HCM: I guess it is very important, and in this novel it is essential – its title is very explicit. Once I said that my identity as a man and as writer is based on memory, and that most of the time I write about the events that have hurt or affected my psyche. Salvadoran history has been a very cruel history. And there are situations when personal, family and historical memories mingle. Members of my family got involved in the putsch against general Martínez. That is why the memory of that period was very important for me.

LP: Do you feel a sense of responsibility to document a time most people probably want to forget?

HCM:  Sometimes I feel a sense of responsibility to document a time that I’m concerned with, and I’m not thinking about whether people want to forget it or not. It is a personal matter. I’m not an historian. If the impulse doesn’t come from my guts I don’t write fiction on any issue.

LP: How did you turn your research into this novel? Did you use record cards? Diagrams? Character dossiers?

HCM:  Basically I worked following a timetable of the period. With regard to the characters, some of them had already showed up in other books. Tyrant memory was the third novel on members of the Aragon family, a kind of saga of four novels. The first two were Donde no estén ustedes (Where you were not) and Desmoronamiento (Collapse), that have not yet been translated into English.
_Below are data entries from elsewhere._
PR #315, opened 2020-02-06
connection options ought to be registered

### LINKED ISSUE #285: Reserving connection options
~~~
   When defining new connection options, specification authors ought to survey
   existing field names and ensure that the new connection option does
   not share the same name as an already deployed field.
   Defining a new connection option essentially reserves that potential
   field name for carrying additional information related to the
   connection option, since it would be unwise for senders to use
   that field name for anything else.
~~~

We should explicitly tell them to reserve it.

mnot:
Fixes #285


draft-ietf-httpbis-messaging-latest.xml
```diff
@@ -1671,13 +1671,10 @@ https://www.example.org
...
-   not share the same name as an already deployed field.
-   Defining a new connection option essentially reserves that potential
-   field name for carrying additional information related to the
-   connection option, since it would be unwise for senders to use
-   that field name for anything else.
+   When defining new connection options, specification authors ought to
+   register the connection option as a field name in the Hypertext Transfer
+   Protocol (HTTP) Field Name Registry (<xref
+   target="field.name.registry"/>), to avoid collisions.
 </t>
```
reschke: 1) Is this "ought to" only?

2) "Register as field name" might be to vague; maybe "document it as reserved field name and register that definition"?

mnot: 1. We've used "ought to" in similar statements for other registries. It's not an interoperability requirement on implementations...

2. happy to make the change, but I don't see an improvement.

Issue #259, opened 2019-10-01
request target is h1-specific


mnot:
Semantics and caching contain many uses of "request target" and `request-target`. This is a term that's specific to h1's wire format; it should be specified in a way that is not version-specific.

I think that in almost every case, "effective request URI" is the term we want to use. 

There are a few places where details are discussed (e.g., [Host](https://httpwg.org/http-core/draft-ietf-httpbis-semantics-latest.html#header.host)); I think these should be moved into h1-messaging.

mnot:
Also some instances of "target URI"

mnot:
Going through Semantics:

[5.1 defines](https://httpwg.org/http-core/draft-ietf-httpbis-semantics-latest.html#rfc.section.5.1) "target resource" and "target URI" pretty well, and they (mostly target resource) are used consistently and appropriately throughout the spec, with these exceptions:

### 1.

> A server listens on a connection for a request, parses each message received, interprets the message semantics in relation to the identified request target

`s/the identified request target/its target resource/`

### 2.5.3.

> When not being used in absolute form as the request target of an OPTIONS request

Not sure, due to weirdness around OPTIONS.

### 2.5.4.

> A sender must not generate the userinfo subcomponent (and its "@" delimiter) when an "http" or "https" URI reference is generated within a message as a request target or field value.

`s/request target/target URI/`

### 3.3.

> For example, an origin server that publishes very long URI references to its own resources needs to be able to parse and process those same references when received as a request target.

`s/request target/target URI/`

### 5.4.

> For example, the request might have been misdirected, deliberately or accidentally, such that the information within a received request-target or Host header field differs from the host or port upon which the connection has been made.

`s/request-target/target URI/`

It would also be good to revisit why we need an _effective request URI_ that's separate from the concept of a _target URI_... I suspect all instances of the former could be replaced with the latter, and this section's content folded into 5.1 as appropriate.

### 5.6.2.

> If a proxy receives a request-target with a host name that is not a fully qualified domain name, it may add its own domain to the host name it received when forwarding the request. A proxy must not change the host name if the request-target contains a fully qualified domain name.

`s/request-target/target URI/g`

> A proxy must not modify the "absolute-path" and "query" parts of the received request-target when forwarding it to the next inbound server, except as noted above to replace an empty path with "/" or "*".

`s/request-target/target URI/`

### 7.6.3. 

> The CONNECT method requests that the recipient establish a tunnel to the destination origin server identified by the request-target

[...]

PR #316, opened 2020-02-07
map request target to target URI/resource

mnot:
For #259


draft-ietf-httpbis-cache-latest.xml
```diff
@@ -1094,28 +1094,28 @@
    caches can use them to keep their contents up to date.
 </t>
 <t>
-   A cache &MUST; invalidate the effective Request URI
-   (<xref target="effective.request.uri"/>) as well as the URI(s) in the
+   A cache &MUST; invalidate the target URI
+   (<xref target="target.resource"/>) as well as the URI(s) in the
```
royfielding: This (existing text) phrase is odd -- shouldn't it say that the cache invalidates the stored responses associated with the target URI, rather than invalidate the URI itself?

draft-ietf-httpbis-cache-latest.xml
```diff
@@ -1094,28 +1094,28 @@
...
 <t>
-   A cache &MUST; invalidate the effective request URI 
-   (<xref target="effective.request.uri"/>) when it receives a non-error response 
+   A cache &MUST; invalidate the target URI 
+   (<xref target="target.resource"/>) when it receives a non-error response 
    to a request with a method whose safety is unknown.
 </t>
 <t>
    Here, a "non-error response" is one with a <x:ref>2xx (Successful)</x:ref>
    or <x:ref>3xx (Redirection)</x:ref> status code. "Invalidate" means that
```
royfielding: Oh, so this is a defined term? That's weird. It should at least be defined before it is used, but would prefer to just inline the phrase above.

draft-ietf-httpbis-semantics-latest.xml
```diff
@@ -170,8 +170,8 @@
 <t>
    Each HTTP message is either a request or a
    response. A server listens on a connection for a request, parses each
-   message received, interprets the message semantics in relation to the
-   identified request target, and responds to that request with one or more
+   message received, interprets the message semantics in relation to
+   its target resource, and responds to that request with one or more
```
royfielding: This would be better as "in relation to the identified target resource" (both to remove ambiguity and to emphasize that the message provides that identifier).

draft-ietf-httpbis-semantics-latest.xml
```diff
@@ -4743,27 +4718,16 @@ Content-Range: exampleunit 11.2-14.3/25
...
-   the request-target or, if configured to use another proxy, by forwarding
-   the CONNECT request to the next inbound proxy.
-   Any <x:ref>2xx (Successful)</x:ref> response indicates
-   that the sender (and all inbound proxies) will switch to tunnel mode
-   immediately after the blank line that concludes the successful response's
-   header section; data received after that blank line is from the server
-   identified by the request-target.
-   Any response other than a successful response indicates that the tunnel
-   has not yet been formed and that the connection remains governed by HTTP.
+   The recipient proxy can establish a tunnel either by directly connecting
```
royfielding: But this has removed the necessary requirement that CONNECT does not send a URI in the request target. I hate that exception, always have, but we are stuck with it.

draft-ietf-httpbis-semantics-latest.xml
```diff
@@ -4822,16 +4785,16 @@ Proxy-Authorization: basic aGVsbG86d29ybGQ=
    of a server, without implying a resource action.
 </t>
 <t>
-   An OPTIONS request with an asterisk ("*") as the request-target
-   (<xref target="request.target"/>) applies to the server in general rather than to a
+   An OPTIONS request with an asterisk ("*") as the target URI's path component
```
royfielding: No, this change is wrong. It is not a URI and not a path component.

royfielding: We still need to differentiate between request-target and target URI. They are not the same thing. Likewise for all the below cases of "*" and CONNECT.

draft-ietf-httpbis-semantics-latest.xml
```diff
@@ -6421,8 +6384,8 @@ Expect: 100-continue
 </t>
 <t>
    A <x:dfn>protection space</x:dfn> is defined by the canonical root URI (the
```
royfielding: Note to self: this can now be replaced with origin and a link to the new section.

draft-ietf-httpbis-cache-latest.xml
mnot: Reading it, I agree -- will address in a new issue.

draft-ietf-httpbis-cache-latest.xml
mnot: See below.

draft-ietf-httpbis-semantics-latest.xml
mnot: Done in local source

mnot:
OK, I've reverted the changes specific to CONNECT and OPTIONS and opened #340 to tackle those separately.

mnot:
Please review soon, this is likely to rot quickly. Thx.

mnot:
@reschke @royfielding please review.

And the last one, La sirvienta y el luchador (The Wrestler and the Maid), was published in Spain this year.

LP: You were forced into exile because of your 1997 novel Revulsion. How do readers in El Salvador receive your work now?

HCM: I don’t complain. Once a year I go there and have readings and the public reacts positively – of course, there will always be guys that don’t like me and don’t like my work. But let me tell you, the reason it is not so easy to get my books in El Salvador is not for political reasons, but because of the market. My books are published in Spain and when they reach El Salvador the price becomes very high. Also, there are not so many readers in El Salvador.

LP: What compels you to write?

HCM: I started to write in a country where writing didn’t give you any status or money. By that time, in that place, to be a writer was synonymous with being subversive. I guess since the beginning,I have felt the urge to write because of a necessity of expression, because of the perception that I don’t fit in any place, because I know that I’m survivor, because I want to get rid of what infects me, and for a sense of revenge. I have felt the urge to write because of a necessity of expression, because of the perception that I don’t fit in any place, because I know that I’m survivor, because I want to get rid of what infects me, and for a sense of revenge.

LP: Which authors inspire you?

HCM: It depends on the period of my life. But I always go back to Sophocles, to the French moralists (La Rochefoucald, La Bruyere, Chamfort), to the novels written during the last years of the Austrian-Hungarian empire. Recently, when I’ve felt blocked and desperate, I reread Schopenhauer, Canetti, Cioran.

LP: What do you have planned next?

HCM: I’m not used to making plans. I take what life gives me. I guess I’ll be teaching for some years here in Iowa City, and perhaps there is another novel inside me and I have to look for it. In the coming weeks a collection of my essays is going to be published in Chile.